Aim of the task: Once every line holding "unsafeSchedule" in the listing below has been found, give their number and nothing more.

Stored data:
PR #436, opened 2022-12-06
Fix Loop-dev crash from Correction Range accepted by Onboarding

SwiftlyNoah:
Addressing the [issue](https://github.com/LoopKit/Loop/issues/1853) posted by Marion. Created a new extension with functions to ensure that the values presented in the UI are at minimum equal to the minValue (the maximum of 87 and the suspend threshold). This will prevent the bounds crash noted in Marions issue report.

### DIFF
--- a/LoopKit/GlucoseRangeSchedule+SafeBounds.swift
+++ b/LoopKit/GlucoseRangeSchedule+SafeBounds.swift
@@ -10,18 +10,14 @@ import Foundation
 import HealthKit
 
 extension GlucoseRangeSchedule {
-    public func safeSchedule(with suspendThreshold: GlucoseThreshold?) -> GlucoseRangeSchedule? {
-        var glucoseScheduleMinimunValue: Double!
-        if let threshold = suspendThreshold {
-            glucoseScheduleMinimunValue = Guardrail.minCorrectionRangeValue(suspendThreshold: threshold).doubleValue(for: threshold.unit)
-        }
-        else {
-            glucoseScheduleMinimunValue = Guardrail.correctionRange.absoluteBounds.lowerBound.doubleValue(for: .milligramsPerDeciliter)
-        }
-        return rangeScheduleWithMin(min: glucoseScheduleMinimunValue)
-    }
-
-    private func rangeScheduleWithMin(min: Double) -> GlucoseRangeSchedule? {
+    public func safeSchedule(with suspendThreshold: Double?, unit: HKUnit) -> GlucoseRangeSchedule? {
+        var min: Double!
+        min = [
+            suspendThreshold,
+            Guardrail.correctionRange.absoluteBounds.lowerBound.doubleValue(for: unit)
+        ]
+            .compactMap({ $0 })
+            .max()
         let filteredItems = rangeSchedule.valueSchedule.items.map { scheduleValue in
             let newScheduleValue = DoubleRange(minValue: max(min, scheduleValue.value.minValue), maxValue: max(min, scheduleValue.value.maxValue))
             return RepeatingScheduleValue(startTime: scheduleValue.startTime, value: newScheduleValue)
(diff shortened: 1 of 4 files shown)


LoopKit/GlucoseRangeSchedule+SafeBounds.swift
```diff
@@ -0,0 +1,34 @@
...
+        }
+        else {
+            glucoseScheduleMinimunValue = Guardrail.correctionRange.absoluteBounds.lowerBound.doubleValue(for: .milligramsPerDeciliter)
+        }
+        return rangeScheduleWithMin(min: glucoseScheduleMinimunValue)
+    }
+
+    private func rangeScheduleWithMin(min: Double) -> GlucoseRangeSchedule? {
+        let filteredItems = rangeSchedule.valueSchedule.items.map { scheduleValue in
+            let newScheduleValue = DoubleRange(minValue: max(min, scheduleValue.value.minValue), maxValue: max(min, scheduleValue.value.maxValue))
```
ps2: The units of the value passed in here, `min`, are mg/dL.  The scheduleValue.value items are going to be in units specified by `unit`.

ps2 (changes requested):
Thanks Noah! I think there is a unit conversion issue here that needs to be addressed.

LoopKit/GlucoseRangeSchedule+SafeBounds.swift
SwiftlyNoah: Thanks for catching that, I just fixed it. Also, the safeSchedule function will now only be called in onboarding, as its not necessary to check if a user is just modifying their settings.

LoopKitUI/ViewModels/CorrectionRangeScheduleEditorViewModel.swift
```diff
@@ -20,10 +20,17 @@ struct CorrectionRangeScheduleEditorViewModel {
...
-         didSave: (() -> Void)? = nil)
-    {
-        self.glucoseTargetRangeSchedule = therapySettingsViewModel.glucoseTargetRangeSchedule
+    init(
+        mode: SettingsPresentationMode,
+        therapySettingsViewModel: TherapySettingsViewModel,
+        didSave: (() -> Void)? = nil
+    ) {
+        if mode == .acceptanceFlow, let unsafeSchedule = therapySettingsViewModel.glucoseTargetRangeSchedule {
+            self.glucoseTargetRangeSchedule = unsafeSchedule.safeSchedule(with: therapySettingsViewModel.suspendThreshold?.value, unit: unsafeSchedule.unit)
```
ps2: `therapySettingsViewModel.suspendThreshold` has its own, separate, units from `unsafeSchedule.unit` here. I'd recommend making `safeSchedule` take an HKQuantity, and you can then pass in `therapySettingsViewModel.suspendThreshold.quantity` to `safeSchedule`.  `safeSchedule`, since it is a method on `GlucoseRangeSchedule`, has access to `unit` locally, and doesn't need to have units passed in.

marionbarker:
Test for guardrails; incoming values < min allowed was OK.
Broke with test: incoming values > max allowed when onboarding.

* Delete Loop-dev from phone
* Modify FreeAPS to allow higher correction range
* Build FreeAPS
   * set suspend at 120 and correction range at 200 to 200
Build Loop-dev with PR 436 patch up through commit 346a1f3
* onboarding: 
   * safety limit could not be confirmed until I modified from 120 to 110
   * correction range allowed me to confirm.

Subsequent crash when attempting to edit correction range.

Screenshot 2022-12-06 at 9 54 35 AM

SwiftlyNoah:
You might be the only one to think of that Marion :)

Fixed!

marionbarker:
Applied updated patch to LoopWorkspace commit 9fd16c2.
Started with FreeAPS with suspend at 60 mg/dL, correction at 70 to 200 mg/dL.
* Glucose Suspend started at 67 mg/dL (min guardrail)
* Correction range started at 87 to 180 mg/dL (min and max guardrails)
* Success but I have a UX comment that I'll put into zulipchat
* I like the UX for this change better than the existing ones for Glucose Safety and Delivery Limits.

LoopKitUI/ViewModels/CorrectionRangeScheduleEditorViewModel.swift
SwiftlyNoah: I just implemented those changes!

---

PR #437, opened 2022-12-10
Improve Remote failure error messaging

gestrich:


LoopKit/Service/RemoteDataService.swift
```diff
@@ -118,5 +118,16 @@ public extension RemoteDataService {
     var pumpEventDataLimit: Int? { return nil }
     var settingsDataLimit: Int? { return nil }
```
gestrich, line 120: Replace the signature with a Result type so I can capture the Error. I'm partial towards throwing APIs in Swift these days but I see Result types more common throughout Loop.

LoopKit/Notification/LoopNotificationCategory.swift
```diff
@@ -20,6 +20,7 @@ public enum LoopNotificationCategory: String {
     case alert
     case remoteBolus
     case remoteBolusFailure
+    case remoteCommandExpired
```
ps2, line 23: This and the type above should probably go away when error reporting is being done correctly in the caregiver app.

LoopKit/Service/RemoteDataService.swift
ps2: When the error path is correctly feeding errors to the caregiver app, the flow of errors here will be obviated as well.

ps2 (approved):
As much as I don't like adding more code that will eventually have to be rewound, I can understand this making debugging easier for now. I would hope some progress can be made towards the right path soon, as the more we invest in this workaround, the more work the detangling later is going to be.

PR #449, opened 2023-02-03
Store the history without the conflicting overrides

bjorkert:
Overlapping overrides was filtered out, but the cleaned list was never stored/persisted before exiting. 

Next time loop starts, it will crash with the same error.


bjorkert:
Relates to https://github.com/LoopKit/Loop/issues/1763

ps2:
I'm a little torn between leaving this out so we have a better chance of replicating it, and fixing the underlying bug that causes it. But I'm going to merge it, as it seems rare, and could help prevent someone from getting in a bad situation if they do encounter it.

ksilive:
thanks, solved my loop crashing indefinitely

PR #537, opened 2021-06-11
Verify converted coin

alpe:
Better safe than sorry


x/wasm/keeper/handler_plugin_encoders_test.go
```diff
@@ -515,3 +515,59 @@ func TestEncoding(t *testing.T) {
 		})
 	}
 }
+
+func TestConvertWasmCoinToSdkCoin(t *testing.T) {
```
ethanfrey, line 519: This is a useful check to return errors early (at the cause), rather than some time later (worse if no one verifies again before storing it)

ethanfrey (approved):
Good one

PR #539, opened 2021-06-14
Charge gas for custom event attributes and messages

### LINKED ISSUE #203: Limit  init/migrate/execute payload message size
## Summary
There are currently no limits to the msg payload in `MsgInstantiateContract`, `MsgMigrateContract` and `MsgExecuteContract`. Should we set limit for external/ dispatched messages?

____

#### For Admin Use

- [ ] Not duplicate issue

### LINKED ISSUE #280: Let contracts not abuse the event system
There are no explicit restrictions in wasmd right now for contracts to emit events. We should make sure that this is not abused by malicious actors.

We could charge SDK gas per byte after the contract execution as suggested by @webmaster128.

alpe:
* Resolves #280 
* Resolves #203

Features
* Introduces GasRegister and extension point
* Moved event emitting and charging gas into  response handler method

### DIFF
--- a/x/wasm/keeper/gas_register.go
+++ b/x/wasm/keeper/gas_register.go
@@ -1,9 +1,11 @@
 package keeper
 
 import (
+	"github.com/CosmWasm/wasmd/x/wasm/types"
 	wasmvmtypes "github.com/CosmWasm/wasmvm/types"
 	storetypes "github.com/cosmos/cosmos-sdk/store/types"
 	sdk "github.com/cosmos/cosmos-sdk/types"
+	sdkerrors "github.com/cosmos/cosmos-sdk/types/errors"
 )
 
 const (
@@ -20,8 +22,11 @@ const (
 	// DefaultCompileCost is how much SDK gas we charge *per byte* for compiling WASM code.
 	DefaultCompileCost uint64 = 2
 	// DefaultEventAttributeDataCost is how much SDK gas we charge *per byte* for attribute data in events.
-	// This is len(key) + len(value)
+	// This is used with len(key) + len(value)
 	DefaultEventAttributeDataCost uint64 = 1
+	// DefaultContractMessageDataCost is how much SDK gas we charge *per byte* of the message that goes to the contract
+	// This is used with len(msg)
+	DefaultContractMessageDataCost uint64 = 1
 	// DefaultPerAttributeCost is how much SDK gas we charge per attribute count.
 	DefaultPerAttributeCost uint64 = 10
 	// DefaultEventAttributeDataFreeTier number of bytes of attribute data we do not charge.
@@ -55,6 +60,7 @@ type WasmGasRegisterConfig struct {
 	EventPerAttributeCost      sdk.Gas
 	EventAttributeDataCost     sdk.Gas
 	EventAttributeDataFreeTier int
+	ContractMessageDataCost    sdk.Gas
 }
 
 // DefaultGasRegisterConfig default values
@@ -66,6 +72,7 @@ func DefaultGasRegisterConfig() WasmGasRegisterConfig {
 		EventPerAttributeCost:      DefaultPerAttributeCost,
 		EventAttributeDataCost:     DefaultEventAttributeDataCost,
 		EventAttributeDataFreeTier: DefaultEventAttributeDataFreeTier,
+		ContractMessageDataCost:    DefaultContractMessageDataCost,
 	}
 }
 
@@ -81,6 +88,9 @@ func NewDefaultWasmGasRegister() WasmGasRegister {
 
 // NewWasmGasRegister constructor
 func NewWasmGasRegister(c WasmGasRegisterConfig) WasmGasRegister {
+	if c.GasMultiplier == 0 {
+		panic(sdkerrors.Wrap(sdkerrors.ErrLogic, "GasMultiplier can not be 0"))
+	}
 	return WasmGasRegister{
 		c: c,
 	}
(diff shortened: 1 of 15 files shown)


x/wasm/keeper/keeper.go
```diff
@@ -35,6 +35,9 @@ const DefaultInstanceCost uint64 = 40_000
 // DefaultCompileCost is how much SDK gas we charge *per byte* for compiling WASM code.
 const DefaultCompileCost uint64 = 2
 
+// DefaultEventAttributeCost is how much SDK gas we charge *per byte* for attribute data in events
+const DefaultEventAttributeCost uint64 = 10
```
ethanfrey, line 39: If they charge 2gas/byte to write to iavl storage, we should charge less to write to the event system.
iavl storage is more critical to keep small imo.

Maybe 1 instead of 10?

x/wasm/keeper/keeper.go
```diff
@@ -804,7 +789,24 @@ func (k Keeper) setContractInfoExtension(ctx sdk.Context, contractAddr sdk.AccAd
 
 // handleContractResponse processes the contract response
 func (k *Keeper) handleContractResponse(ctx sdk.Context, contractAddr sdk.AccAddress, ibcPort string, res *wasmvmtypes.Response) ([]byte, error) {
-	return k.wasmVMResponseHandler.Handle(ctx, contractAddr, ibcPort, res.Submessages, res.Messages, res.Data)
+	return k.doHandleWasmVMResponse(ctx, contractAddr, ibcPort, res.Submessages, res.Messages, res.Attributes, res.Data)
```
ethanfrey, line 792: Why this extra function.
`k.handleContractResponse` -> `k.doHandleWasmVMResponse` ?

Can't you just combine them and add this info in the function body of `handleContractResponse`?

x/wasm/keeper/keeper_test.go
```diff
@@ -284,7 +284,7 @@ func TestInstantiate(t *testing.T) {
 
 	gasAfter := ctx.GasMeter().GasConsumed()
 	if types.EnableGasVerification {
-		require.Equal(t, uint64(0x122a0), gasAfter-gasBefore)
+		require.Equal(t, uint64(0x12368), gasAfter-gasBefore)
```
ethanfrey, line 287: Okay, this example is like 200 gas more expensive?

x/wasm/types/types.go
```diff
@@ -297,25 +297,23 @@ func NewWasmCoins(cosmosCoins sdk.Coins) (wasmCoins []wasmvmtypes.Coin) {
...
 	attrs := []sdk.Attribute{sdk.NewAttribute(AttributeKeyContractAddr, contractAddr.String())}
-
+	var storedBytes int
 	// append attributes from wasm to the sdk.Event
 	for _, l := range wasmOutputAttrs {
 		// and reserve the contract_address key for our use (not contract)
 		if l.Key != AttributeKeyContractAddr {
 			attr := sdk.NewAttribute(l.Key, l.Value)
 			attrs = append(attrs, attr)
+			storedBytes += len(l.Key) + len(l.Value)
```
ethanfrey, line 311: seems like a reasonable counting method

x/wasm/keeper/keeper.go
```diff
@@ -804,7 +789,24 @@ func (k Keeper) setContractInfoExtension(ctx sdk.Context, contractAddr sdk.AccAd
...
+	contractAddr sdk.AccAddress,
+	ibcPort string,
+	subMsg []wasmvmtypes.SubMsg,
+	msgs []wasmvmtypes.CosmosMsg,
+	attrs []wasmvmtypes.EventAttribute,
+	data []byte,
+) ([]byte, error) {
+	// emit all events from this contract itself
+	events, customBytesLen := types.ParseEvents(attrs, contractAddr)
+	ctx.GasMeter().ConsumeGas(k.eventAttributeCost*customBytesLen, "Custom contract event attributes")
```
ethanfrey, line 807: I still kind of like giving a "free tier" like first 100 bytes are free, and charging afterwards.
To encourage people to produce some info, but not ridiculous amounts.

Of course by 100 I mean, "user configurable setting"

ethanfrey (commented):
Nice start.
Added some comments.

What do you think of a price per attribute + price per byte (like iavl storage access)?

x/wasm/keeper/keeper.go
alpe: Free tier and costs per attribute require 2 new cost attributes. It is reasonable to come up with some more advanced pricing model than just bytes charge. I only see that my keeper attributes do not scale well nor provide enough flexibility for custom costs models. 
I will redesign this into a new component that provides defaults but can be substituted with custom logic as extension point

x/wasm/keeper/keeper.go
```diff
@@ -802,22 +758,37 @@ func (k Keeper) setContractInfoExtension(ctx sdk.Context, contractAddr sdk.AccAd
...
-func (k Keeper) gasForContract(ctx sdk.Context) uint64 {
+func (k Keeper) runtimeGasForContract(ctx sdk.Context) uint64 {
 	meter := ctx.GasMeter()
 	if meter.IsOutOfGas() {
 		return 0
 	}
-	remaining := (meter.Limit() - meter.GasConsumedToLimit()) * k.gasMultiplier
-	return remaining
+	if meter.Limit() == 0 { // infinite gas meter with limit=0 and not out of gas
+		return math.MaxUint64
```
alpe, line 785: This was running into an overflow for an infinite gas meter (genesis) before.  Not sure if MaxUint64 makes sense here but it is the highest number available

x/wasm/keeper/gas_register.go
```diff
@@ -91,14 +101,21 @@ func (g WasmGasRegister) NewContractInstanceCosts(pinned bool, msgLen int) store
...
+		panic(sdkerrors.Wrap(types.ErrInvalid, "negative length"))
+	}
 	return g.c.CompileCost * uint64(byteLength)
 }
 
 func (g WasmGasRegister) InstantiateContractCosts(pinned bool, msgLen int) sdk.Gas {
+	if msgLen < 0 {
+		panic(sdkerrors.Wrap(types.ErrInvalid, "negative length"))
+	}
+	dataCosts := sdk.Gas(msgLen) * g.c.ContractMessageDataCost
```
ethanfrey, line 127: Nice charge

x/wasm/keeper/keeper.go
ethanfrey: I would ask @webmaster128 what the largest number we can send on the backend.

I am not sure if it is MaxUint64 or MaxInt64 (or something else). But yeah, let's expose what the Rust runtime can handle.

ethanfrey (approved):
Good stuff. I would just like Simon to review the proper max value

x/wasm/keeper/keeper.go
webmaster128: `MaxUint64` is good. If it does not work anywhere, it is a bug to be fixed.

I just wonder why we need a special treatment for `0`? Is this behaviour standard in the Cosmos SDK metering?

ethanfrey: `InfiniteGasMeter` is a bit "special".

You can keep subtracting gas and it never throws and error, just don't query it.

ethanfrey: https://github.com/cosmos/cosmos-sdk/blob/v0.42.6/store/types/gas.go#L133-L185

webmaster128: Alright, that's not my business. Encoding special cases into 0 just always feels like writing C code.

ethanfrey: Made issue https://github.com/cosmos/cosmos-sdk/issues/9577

* * *

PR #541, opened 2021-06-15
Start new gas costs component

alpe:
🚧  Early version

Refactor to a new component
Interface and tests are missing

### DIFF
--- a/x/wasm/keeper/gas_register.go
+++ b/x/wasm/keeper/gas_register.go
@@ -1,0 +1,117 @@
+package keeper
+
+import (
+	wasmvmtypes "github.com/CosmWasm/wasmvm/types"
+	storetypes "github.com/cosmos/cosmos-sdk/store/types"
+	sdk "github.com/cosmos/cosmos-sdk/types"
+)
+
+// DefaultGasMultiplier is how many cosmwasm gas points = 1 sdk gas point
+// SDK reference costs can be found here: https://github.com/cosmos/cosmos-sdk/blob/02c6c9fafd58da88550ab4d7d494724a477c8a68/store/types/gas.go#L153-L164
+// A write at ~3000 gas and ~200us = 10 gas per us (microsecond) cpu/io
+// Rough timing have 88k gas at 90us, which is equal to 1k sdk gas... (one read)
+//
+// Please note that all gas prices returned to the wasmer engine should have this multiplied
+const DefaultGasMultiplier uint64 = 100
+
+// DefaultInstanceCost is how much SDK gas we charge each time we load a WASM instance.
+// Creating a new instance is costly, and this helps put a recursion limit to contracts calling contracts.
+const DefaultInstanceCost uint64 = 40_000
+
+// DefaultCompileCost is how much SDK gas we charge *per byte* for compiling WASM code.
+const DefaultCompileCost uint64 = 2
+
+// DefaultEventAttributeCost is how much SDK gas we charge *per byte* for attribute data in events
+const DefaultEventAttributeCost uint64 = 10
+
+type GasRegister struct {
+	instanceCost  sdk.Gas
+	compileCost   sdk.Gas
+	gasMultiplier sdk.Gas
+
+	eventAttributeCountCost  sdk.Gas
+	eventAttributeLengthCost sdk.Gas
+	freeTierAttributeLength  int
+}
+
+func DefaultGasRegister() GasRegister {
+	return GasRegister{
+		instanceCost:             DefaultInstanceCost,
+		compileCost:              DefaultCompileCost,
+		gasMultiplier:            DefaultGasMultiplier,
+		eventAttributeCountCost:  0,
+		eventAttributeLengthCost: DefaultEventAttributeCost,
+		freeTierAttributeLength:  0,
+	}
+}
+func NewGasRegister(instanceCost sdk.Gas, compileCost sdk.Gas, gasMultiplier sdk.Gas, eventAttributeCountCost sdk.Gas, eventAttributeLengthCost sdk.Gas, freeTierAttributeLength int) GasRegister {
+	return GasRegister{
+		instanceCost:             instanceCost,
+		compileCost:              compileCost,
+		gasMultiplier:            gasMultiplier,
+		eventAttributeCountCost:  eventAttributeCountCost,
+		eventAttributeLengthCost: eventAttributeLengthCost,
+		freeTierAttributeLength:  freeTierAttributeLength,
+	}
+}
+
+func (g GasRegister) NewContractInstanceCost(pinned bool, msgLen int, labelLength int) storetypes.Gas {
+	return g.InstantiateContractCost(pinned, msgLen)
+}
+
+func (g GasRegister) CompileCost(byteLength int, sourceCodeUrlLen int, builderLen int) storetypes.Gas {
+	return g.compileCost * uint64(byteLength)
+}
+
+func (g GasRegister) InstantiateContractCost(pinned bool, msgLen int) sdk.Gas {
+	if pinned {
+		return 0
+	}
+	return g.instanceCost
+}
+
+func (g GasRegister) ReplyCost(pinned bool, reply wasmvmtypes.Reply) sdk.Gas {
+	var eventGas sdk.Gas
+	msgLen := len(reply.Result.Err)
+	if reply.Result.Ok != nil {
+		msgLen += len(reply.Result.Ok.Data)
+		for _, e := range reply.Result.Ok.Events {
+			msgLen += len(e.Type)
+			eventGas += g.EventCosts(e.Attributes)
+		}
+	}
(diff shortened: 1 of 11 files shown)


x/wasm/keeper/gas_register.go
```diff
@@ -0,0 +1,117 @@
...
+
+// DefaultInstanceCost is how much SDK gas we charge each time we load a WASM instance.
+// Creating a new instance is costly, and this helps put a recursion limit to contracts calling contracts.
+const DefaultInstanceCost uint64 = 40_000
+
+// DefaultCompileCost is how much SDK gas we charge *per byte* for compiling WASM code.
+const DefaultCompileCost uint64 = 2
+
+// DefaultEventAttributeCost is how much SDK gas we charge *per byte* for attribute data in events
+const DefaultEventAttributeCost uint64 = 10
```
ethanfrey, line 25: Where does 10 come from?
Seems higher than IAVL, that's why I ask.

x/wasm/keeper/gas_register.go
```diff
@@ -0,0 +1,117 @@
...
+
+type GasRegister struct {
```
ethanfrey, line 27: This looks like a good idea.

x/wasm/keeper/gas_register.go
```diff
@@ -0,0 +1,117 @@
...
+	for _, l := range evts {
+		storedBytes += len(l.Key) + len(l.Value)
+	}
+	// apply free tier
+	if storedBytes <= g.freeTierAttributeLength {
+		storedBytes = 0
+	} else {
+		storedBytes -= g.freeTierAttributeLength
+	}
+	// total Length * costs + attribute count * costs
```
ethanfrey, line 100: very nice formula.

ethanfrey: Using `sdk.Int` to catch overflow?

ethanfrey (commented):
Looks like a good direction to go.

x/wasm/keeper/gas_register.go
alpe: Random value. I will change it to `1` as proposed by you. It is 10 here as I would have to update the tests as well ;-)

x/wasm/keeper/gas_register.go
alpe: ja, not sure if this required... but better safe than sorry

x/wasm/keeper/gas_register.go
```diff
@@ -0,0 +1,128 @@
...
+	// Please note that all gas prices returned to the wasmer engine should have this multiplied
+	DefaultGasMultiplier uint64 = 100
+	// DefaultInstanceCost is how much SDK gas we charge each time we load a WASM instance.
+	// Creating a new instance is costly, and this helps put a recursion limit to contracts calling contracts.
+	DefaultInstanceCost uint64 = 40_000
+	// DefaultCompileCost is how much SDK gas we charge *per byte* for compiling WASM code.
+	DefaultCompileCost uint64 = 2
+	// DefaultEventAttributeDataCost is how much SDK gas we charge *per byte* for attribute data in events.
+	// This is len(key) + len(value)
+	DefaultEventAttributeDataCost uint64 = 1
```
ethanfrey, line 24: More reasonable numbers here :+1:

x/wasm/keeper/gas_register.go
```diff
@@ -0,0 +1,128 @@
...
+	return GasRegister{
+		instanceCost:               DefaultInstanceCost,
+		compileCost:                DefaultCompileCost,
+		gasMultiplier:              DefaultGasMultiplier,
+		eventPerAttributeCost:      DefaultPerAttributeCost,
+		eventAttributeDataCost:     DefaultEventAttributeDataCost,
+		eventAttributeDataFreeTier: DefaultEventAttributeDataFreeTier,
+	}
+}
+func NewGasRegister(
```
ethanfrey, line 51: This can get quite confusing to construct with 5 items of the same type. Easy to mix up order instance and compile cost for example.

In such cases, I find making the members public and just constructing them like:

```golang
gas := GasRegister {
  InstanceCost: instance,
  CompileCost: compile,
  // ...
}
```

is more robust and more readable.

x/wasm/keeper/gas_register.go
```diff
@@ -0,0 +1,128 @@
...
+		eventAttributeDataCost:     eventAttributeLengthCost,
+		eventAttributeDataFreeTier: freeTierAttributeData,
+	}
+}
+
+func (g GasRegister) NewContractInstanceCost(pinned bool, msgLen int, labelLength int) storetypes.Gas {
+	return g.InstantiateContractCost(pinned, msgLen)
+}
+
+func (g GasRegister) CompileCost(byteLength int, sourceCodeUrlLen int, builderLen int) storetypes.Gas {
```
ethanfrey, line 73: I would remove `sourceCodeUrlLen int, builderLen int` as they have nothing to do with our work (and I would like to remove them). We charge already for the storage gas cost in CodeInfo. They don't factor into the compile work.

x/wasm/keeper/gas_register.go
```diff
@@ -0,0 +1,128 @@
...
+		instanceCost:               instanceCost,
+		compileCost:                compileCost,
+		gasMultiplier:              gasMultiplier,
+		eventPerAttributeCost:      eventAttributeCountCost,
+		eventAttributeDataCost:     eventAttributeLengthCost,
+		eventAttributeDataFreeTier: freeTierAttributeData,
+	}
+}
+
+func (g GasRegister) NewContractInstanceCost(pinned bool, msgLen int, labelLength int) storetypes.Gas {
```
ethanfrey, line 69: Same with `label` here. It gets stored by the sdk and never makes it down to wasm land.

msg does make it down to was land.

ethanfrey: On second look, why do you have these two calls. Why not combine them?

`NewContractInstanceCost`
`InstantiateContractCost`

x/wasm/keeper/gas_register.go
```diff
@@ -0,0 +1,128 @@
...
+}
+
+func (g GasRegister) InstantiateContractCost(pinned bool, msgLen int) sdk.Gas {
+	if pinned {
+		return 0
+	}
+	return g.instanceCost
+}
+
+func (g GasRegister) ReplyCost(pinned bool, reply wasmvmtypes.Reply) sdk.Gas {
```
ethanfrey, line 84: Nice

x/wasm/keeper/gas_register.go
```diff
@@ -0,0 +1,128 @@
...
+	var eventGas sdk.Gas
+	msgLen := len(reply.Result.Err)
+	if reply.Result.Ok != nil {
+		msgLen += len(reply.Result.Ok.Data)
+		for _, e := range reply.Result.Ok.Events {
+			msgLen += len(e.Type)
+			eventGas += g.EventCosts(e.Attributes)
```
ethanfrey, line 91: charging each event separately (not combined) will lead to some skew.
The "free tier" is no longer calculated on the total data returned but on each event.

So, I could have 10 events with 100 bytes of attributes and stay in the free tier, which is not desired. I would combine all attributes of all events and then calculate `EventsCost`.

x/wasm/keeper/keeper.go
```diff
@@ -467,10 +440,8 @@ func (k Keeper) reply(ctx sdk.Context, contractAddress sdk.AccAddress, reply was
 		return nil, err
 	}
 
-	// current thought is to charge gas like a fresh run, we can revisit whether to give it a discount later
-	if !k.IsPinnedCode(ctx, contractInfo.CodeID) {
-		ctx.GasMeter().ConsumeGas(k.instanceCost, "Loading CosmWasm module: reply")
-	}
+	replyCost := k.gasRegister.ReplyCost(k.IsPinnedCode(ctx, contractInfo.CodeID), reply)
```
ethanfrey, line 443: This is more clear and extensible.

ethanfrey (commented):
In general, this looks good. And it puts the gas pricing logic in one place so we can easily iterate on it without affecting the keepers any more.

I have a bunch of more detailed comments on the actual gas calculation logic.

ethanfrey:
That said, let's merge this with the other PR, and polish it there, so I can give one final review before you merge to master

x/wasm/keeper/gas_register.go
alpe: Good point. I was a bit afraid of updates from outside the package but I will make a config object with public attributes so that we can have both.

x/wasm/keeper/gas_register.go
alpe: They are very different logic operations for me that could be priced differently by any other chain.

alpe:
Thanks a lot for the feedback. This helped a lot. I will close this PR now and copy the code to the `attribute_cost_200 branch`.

Solution below: 3